━━━ MATERIALS PROVIDED ━━━
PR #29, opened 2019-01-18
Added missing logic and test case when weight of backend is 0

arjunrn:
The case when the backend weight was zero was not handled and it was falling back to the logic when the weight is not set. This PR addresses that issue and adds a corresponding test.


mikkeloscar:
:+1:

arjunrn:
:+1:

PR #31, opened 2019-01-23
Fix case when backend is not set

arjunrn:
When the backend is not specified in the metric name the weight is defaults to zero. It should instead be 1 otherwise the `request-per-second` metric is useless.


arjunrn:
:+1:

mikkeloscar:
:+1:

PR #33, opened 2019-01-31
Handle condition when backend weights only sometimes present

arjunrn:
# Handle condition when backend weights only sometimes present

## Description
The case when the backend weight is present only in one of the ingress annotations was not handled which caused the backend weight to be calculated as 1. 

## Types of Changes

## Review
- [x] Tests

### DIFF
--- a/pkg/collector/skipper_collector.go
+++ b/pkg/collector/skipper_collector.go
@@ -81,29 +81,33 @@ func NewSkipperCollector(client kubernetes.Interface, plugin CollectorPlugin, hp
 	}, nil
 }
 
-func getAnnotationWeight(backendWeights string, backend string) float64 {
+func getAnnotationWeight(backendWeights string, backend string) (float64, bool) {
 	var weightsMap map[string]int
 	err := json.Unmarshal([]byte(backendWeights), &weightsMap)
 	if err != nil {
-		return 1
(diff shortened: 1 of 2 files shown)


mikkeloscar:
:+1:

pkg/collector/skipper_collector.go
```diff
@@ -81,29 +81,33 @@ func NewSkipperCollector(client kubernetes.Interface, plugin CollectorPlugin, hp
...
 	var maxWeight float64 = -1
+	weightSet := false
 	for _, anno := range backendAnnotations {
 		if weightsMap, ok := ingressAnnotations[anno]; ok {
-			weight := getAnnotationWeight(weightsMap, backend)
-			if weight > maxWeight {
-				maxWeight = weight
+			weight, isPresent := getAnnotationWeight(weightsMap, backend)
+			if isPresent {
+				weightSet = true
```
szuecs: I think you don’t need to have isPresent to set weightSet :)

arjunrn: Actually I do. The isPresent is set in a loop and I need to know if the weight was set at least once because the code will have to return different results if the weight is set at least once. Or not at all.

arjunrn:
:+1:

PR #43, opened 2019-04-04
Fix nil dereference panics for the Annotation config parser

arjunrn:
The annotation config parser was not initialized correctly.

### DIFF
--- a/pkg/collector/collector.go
━━━
━━━ MATERIALS PROVIDED ━━━
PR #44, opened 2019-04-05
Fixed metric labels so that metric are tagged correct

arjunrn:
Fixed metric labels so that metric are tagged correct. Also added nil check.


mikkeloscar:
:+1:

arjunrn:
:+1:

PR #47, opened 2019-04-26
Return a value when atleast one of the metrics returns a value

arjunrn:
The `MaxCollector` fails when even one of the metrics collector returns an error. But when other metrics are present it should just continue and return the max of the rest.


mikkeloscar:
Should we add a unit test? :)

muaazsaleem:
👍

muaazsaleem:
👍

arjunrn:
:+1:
━━━
== ABOUT THIS TASK ==
Look through the material above for the word "func" and copy every line that has it.

== EXERCISE OUTPUT ==
@@ -81,29 +81,33 @@ func NewSkipperCollector(client kubernetes.Interface, plugin CollectorPlugin, hp
-func getAnnotationWeight(backendWeights string, backend string) float64 {
+func getAnnotationWeight(backendWeights string, backend string) (float64, bool) {
@@ -81,29 +81,33 @@ func NewSkipperCollector(client kubernetes.Interface, plugin CollectorPlugin, hp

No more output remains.